Assignment =
Each line below from the one containing "LGTM. Only things" through the one containing "PR #164, opened 2025-02-25" should be output exactly as it stands, and no other line should appear.

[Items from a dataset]
+ + + + +

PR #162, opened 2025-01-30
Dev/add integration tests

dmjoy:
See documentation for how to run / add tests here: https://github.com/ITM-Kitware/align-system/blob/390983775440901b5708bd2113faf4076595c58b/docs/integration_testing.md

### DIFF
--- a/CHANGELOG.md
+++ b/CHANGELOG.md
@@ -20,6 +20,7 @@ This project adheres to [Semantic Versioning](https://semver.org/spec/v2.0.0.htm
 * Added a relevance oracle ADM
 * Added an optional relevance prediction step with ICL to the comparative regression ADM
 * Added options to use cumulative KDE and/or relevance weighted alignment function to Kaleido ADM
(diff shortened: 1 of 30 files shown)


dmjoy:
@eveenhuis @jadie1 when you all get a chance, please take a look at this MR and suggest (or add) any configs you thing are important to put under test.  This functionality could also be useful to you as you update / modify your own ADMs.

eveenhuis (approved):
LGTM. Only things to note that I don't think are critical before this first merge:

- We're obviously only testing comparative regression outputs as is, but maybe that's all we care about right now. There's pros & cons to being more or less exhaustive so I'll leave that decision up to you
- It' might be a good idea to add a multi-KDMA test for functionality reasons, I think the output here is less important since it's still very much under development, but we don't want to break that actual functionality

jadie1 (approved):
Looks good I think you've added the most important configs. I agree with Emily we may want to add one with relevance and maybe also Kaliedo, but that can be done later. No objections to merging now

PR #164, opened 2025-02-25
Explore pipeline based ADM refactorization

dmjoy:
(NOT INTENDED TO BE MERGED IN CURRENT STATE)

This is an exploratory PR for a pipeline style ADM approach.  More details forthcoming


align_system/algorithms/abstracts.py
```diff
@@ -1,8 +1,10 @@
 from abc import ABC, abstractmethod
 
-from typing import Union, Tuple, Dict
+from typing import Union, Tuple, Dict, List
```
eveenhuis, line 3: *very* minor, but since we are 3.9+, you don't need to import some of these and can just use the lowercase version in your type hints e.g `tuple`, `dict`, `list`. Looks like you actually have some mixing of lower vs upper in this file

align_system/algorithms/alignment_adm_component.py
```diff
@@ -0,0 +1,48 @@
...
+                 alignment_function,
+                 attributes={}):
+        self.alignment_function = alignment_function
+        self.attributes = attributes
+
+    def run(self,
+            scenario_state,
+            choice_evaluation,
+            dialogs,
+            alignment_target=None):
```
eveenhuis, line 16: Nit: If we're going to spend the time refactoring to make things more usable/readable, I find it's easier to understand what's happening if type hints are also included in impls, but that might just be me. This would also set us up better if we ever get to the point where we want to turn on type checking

+ + + + +

Result of this task =
LGTM. Only things to note that I don't think are critical before this first merge:

- We're obviously only testing comparative regression outputs as is, but maybe that's all we care about right now. There's pros & cons to being more or less exhaustive so I'll leave that decision up to you
- It' might be a good idea to add a multi-KDMA test for functionality reasons, I think the output here is less important since it's still very much under development, but we don't want to break that actual functionality

jadie1 (approved):
Looks good I think you've added the most important configs. I agree with Emily we may want to add one with relevance and maybe also Kaliedo, but that can be done later. No objections to merging now

PR #164, opened 2025-02-25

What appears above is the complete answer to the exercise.